# [Work to be completed]
Only a number is expected: how many lines in these records mention the word "with"?

☆ ☆ ☆ ☆

PR #3915, opened 2024-03-25
Fix sm89 PTX=1 compilation

zeux:
The minimum PTX version that supports sm89 is 7.8 (same version also supports sm90); without this ptxas fails when running tinygrad with PTX=1 on RTX 4090.

### DIFF
--- a/tinygrad/runtime/ops_cuda.py
+++ b/tinygrad/runtime/ops_cuda.py
@@ -56,9 +56,10 @@ class PTXCompiler(Compiler):
   linearizer_opts = LinearizerOptions("CUDA", suffix="PTX", global_max=[65535, 65535, 2147483647], local_max=[64, 1024, 1024], shared_max=49152)
   def __init__(self, arch:str):
     self.arch = arch
+    self.version = "7.8" if arch >= "sm_89" else "7.5"
     PTXCompiler.linearizer_opts = PTXCompiler.linearizer_opts._replace(has_tensor_cores=int(arch[3:]) >= 80)
     super().__init__(f"compile_ptx_{self.arch}")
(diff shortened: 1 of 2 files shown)


zeux:
version table for reference https://docs.nvidia.com/cuda/parallel-thread-execution/index.html#release-notes-ptx-release-history

tinygrad/runtime/ops_cuda.py
```diff
@@ -56,9 +56,10 @@ class PTXCompiler(Compiler):
   linearizer_opts = LinearizerOptions("CUDA", suffix="PTX", global_max=[65535, 65535, 2147483647], local_max=[64, 1024, 1024], shared_max=49152)
   def __init__(self, arch:str):
     self.arch = arch
+    self.version = "7.8" if arch >= "sm_89" else "7.5"
```
geohot, line 59: Err, what do you think that >= does?

zeux: This should be accurate for existing architectures ;) but sure, I'll adjust to actually parse the integer version

zeux: Updated

geohot: oh haha I thought there was a 10, I was confused with cuda versions.

geohot:
oh the str compare might even be better, apparently sm_90a is an arch

zeux:
Yeah sm_90a is why I used a string, but it will break if NV releases sm_100 for blackwell or above - but there's other cases where `int([arch[3:])` is used so these could be all fixed at once...

geohot:
yea, I'm fine with leaving it for all now. this is a Blackwell problem.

☆ ☆ ☆ ☆

# [Your solution]
3